Pustakawan: Ilmuwan Bukan Birokrat

Bookmark and Share


Menjadi “pustakawan” di Indonesia itu gampang-gampang susah. Gampangnya, pendidikan kepustakawanan mudah didapat di mana saja, bahkan pendidikan setingkat D2 pun masih ada, terutama yang diselenggarakan oleh Universitas Terbuka. Dahulu malah keterampilan perpustakaan diberikan dalam bentuk kursus. Susahnya, mendapat predikat “pustakawan” itu ternyata lain soal dengan mengecap pendidikan perpustakaan. Seorang sarjana ilmu perpustakaan bahkan tidak serta-merta menyandang profresi “pustakawan”, pun jika ia kemudian bekerja di perpustakaan, termasuk pula siapa saja yang bekerja di perpustakaan.
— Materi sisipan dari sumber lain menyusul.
PR #1645, opened 2024-12-11
Add `is_device_copyable`

carbotaniuman:
This is added for compatibility with libraries that expect this type trait. I decided to not make it always true in case that breaks less code.

### DIFF
--- a/include/hipSYCL/sycl/is_device_copyable.hpp
+++ b/include/hipSYCL/sycl/is_device_copyable.hpp
@@ -1,0 +1,61 @@
+/*
+ * This file is part of AdaptiveCpp, an implementation of SYCL and C++ standard
+ * parallelism for CPUs and GPUs.
+ *
+ * Copyright The AdaptiveCpp Contributors
+ *
+ * AdaptiveCpp is released under the BSD 2-Clause "Simplified" License.
+ * See file LICENSE in the project root for full license details.
+ */
+// SPDX-License-Identifier: BSD-2-Clause
+#ifndef HIPSYCL_IS_DEVICE_COPYABLE_HPP
+#define HIPSYCL_IS_DEVICE_COPYABLE_HPP
+
+#include <array>
+#include <optional>
+#include <utility>
+#include <tuple>
+#include <type_traits>
+
+// AdaptiveCPP does not use this type trait to restrict allowed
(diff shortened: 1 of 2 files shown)


illuhad:
Thank you!

Have you checked whether it actually works with code that expects to specialize it?

SYCL is very vague w.r.t how its `sycl` namespace works. In AdaptiveCpp, `sycl` lives in the namespace `hipsycl` (`adaptivecpp` in future versions). The SYCL header then sets an alias.
With this implementation, I'm not sure if it would work if users attempted to specialize like so:

```c++
namespace sycl {

template<>
struct is_device_copyable<MyType> : public std::true_type {};
} //sycl
```
because the declaration of `is_device_copyable` does not live in `::sycl`.
I suspect you may have to declare it in `::sycl` instead of `::hipsycl::sycl`, which would be a bit unfortunate since it would be the only thing that we pollute the global `::sycl` namespace with.

carbotaniuman:
Ah, this was tested on specializations of the form:

```
template<>
struct sycl::is_device_copyable<MyType> : std::true_type {};
```
which is what oneDPL uses, which does work.

The form you provided does not work and would indeed require us to pollute the `::sycl` namespace.

illuhad:
Interesting. DPC++ seems to declare it in `sycl::_V1`: https://github.com/intel/llvm/blob/a1355e8717c4c10113b9f3b0e2e214e02c70c421/sycl/include/sycl/detail/is_device_copyable.hpp#L46

Not sure if it makes a difference that `_V1` is an inline namespace, but it's quite possible then that DPC++ has the same issue.

The form that you mentioned is what is used as example by the spec: https://registry.khronos.org/SYCL/specs/sycl-2020/html/sycl-2020.html#_is_device_copyable_type_trait

However, I'm not seeing any mention in the spec that the form I used is illegal, and the synopsis for `is_device_copyable` suggests that it should be declared in `::sycl`.

As a first stab at this, we could merge your implementation, and simultaneously ask for clarification of the spec.
There's no SYCL WG meeting scheduled before january, but we could open an issue in `KhronosGroup/SYCL-Docs` to get some opinions from other people from the SYCL working group.

carbotaniuman:
I'm pretty sure the inline namespace allows the DPC++ implementation to work because that's the primary use-case for them, and it does work with that form in testing.

PR #1648, opened 2024-12-11
Print JIT compile time, cleanup kernel_cache.hpp

VaiTon:
- Put `#include` after header guard
- Collapse namespaces
- Remove unneeded namespace specification (rt::)
- Add debug log with JIT timing
- [Use SFINAE for get_or_construct_jit_code_object](https://github.com/AdaptiveCpp/AdaptiveCpp/pull/1648/commits/62772c94e6a2aaaddf5b280db7944b6ae7a8b057)

### DIFF
--- a/include/hipSYCL/runtime/kernel_cache.hpp
+++ b/include/hipSYCL/runtime/kernel_cache.hpp
@@ -318,9 +318,19 @@ public:
     // TODO: We might want to allow JIT compilation in parallel at some point
     std::lock_guard<std::mutex> lock{_mutex};
 
-    if(!persistent_cache_lookup(id_of_binary, compiled_binary)){
+    if(!persistent_cache_lookup(id_of_binary, compiled_binary)) {
+      HIPSYCL_DEBUG_INFO << "kernel_cache: JIT-compiling binary for id "
+                         << kernel_configuration::to_string(id_of_binary)
+                         << "\n";
+
+      const auto start_time = std::chrono::high_resolution_clock::now();
       if(!jit_compile(compiled_binary))
         return nullptr;
+      const auto elapsed_time = std::chrono::high_resolution_clock::now() - start_time;
+
+      HIPSYCL_DEBUG_INFO << "kernel_cache: JIT compilation took "
+                         << std::chrono::duration_cast<std::chrono::milliseconds>(elapsed_time).count()
+                         << "ms\n";
 
       if(_is_first_jit_compilation) {
         _is_first_jit_compilation = false;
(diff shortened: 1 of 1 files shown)


illuhad:
Can you please separate all style changes from functional changes? It gets difficult to figure out where any functional changes are.

Overall, I'm a bit hesitant as far as PRs are concerned that apply some style in non-localized manner to entire files. Tools like `clang-format` and similar are great, but they are not consistent across different LLVM versions. And since AdaptiveCpp supports many LLVM versions, chances are everybody uses something else.

Note that there's also a PR #912 which also enables timing information for S2 (jit) compilation at the LLVM level with a bit finer granularity.

VaiTon:
> Note that there's also a PR https://github.com/AdaptiveCpp/AdaptiveCpp/pull/912 which also enables timing information for S2 (jit) compilation at the LLVM level with a bit finer granularity.

Oh that's great! But AFAIS it's printed only for CUDA, HIP and ZE. I'd like to see the total time it took on each queue type (OMP, OpenCL, ...). 

I'll factor this PR and remove the generalized style changes.

VaiTon:
@illuhad done, review by commit should be more effective now

illuhad:
>  Oh that's great! But AFAIS it's printed only for CUDA, HIP and ZE. I'd like to see the total time it took on each queue type (OMP, OpenCL, ...).

Ah, I remembered the PR incorrectly, apologies. We do something similar for stage 1 compilation inside the compiler, see e.g. here https://github.com/AdaptiveCpp/AdaptiveCpp/blob/36281ee925b297cc2729abf08d3db363f6e1b969/src/compiler/sscp/TargetSeparationPass.cpp#L439
so if you run `ACPP_DEBUG_LEVEL=3 acpp -o test test.cpp` the compiler will show you the overall time of the AdaptiveCpp specific part of compilation, as well as more fine-grained timings.

I thought the PR I mentioned did something similar, but apparently that's not the case. Nevertheless it might be worthwhile to consider whether we want to do JIT timing inside the `llvm-to-backend` infrastructure (particularly `LLVMToBackend.cpp`, which is the main driver) for more fine-grained information, similarly to what happens at compile time already.

EDIT: Another, smaller component of JIT-time that is not contained in your measurements and also would not be contained in the measurements if we did it at llvm-to-backend level is the time it actually takes to construct the code object. (this would correspond to measuring the code object constructor).

On backends that rely on ingesting an IR, loading a code object will trigger another step of JIT inside drivers and can also be noticable. This currently only affects PTX and SPIR-V.
In the future we might also want to look into persistently caching this where possible (AFAIK e.g not every OpenCL implementation supports this), but we don't do this yet.

VaiTon:
I'm going to decompose this PR

PR #1180, opened 2023-03-07
Propagate logger level entered in from command line to other schematic modules

GiaJordan:
Currently, passing in a parameter for `--verbosity` from the command line will only set the verbosity for the origin `schematic.xx.commands` module. For instance, if `--verbosity DEBUG` was set when running the `validate` command and `logging.debug` statements were added, only the statements in `models.commands.py` would show, and not in `metadata.py` or `df_utils.py` that are called subsequently.
Changes made in this PR takes the value passed in and uses it to set the verbosity of the logger for the `schematic` module, so that all submodules called inherit the appropriate level. The `schematic` module logger was set instead of the module under `schematic` so that if `utils` or modules outside the original `commands` module were called, loggers would still inherit the correct level.

If necessary, these changes can also be added to the testing modules files at a later time to allow for debugging/info messages as well

### DIFF
--- a/schematic/manifest/commands.py
+++ b/schematic/manifest/commands.py
@@ -15,7 +15,7 @@ from schematic.schemas.generator import SchemaGenerator
 from schematic.utils.google_api_utils import export_manifest_csv, export_manifest_excel, export_manifest_drive_service
 from schematic.store.synapse import SynapseStorage
 
-logger = logging.getLogger()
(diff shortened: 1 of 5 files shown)


mialy-defelice (approved):
This is great! Tested using the `submit` command and `DEBUG` verbosity level to actually see all the `debug` comments, compared to current `develop` branch.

Istilah “pustakawan” sendiri tampaknya masih “asing” di telinga masyarakat Indonesia. Kita terbiasa menyebut mereka yang melayani kita ketika di perpustakaan dengan sebutan “petugas”, bukan “pustakawan”.
Di satu sisi, kita tidak tahu bahwa mereka sebenarnya lebih dari sekadar pekerja. Mereka adalah profesional yang memiliki pengetahuan dan keterampilan di bidang perpustakaan. Di sisi lain, kita tahu itu, bahwa perpustakaan ada ilmunya, ada sekolahnya, dan bukan semata kegiatan keterampilan seperti menjahit atau rias pengantin. Namun demikian, kita tetap menyebut mereka “petugas”, sementara kita tahu, “pustakawan” itu ada. Mengapa kita tidak menyebut mereka dengan “pustakawan”?
Barangkali, ini seperti dua hal antara penulis dan sastrawan. Mungkin semua orang bisa menulis dan dijuluki sebagai “penulis”, namun hanya orang tertentu yang layak disebut “sastrawan” meskipun tak berlatar belakang (pendidikan) sastra. Begitu pula, mungkin semua orang bisa menjadi “petugas perpustakaan” disebabkan pengetahuan dan keterampilannya di bidang perpustakaan atau karena ia bekerja di bidang perpustakaan. Namun, hanya orang tertentulah yang layak disebut “pustakawan”.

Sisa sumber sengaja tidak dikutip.